DOI: https://doi.org/10.15368/theses.2020.155
Available at: https://digitalcommons.calpoly.edu/theses/2583
Date of Award
12-2020
Degree Name
MS in Computer Science
Department/Program
Computer Science
College
College of Engineering
Advisor
Franz Kurfess
Advisor Department
Computer Science
Advisor College
College of Engineering
Abstract
Convolutional neural networks (CNNs) have dominated the computer vision field since the early 2010s, when deep learning largely replaced previous approaches like hand-crafted feature engineering and hierarchical image parsing. Meanwhile transformer architectures have attained preeminence in natural language processing, and have even begun to supplant CNNs as the state of the art for some computer vision tasks.

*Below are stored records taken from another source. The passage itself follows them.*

PR #816, opened 2025-07-07
Various packages: add missing UefiCpuPkg dependency for ArmMmuLib

leiflindholm:
Commit 7516ab83ff67 ("Update ArmMmuLib library path") did what it says, but some packages in the tree have their own modules making use of ArmMmuLib, without previously having declared a dependency on UefiCpuPkg.

Add the missing dependencies.


leiflindholm:
@AjanZhong FYI. (It was not an obvious oversight.)

AjanZhong:
> FYI. (It was not an obvious oversight.)

ops, my fault. Missed these changes in PR.

PR #818, opened 2025-07-08
Update SiFive U540 Platform to use new FdtLib

JasonBrave:


JasonBrave:
@JohnAZoidberg @vlsunil @leiflindholm @changab

leiflindholm:
There are other users of OpensbiPlatformLib in the tree that should be updated at the same time.

RiscVPlatformPkg.dsc can't be built at the moment due to something being outdated w.r.t. opensbi.
@vlsunil can you look into that bit?

And the Freedom U500 fails on a missing TimerLib mapping. @JohnAZoidberg ?

But could you @JasonBrave update the FdtLib mappings in those .dscs anyway as part of this? (For whatever reason there are two entries in the U500 one.)

JasonBrave:
> And the Freedom U500 fails on a missing TimerLib mapping

Fixed

> But could you @JasonBrave update the FdtLib mappings in those .dscs anyway as part of this? (For whatever reason there are two entries in the U500 one.)

Updated FdtLib mapping for both SiFive platforms

JasonBrave:
One remaining issue is that RISCVOpensbiLib still depends on old FdtLib
image

leiflindholm:
> One remaining issue is that RISCVOpensbiLib still depends on old FdtLib 

Yeah.
That's a trickier one to resolve.

Someone told me the submodule-based opensbi was not the way forward and it was being replaced, but I've not been keeping track of the RISC-V port that much. Let's see if any of the other tagged people can chime in.

Anyway, the state of the platforms is better with these patches than without, so I can merge them tomorrow if no one speaks up.

JasonBrave:
Signed-off-by added

leiflindholm (approved):

vlsunil:
> There are other users of OpensbiPlatformLib in the tree that should be updated at the same time.
> 
> RiscVPlatformPkg.dsc can't be built at the moment due to something being outdated w.r.t. opensbi. @vlsunil can you look into that bit?
> 
Okay. Let me take a look. But I plan to remove this model of using opensbi as submodule completely.

leiflindholm:
> Okay. Let me take a look. But I plan to remove this model of using opensbi as submodule completely.

That is an entirely acceptable solution :)

vlsunil (approved):

PR #825, opened 2025-07-10
AMD/Xilinx: Fixes for ZynqMp stack size and SDHCI driver

mariam-elshakfy:
Following the comments on: https://github.com/tianocore/edk2/pull/10681
MmcDxe is not well-supported, so replace it with the suggested alternative:

> Ultimately, this should be replaced by Bus/Pci/SdMmcPciHcDxe/ used with NonDiscoverablePciDeviceDxe.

This study proposes a novel transformer-based architecture, the attentional parsing network, that reconciles the deep learning and hierarchical image parsing approaches to computer vision. We recast unsupervised image representation as a sequence-to-sequence translation problem where image patches are mapped to successive layers of latent variables; and we enforce symmetry and sparsity constraints to encourage these mappings take the form of a parse tree.
We measure the quality of learned representations by passing them to a classifier and find high accuracy (> 90%) for even small models. We also demonstrate controllable image generation: first by “back translating” from latent variables to pixels, and then by selecting subsets of those variables with attention masks. Finally we discuss our design choices and compare them with alternatives, suggesting best practices and possible areas of improvement.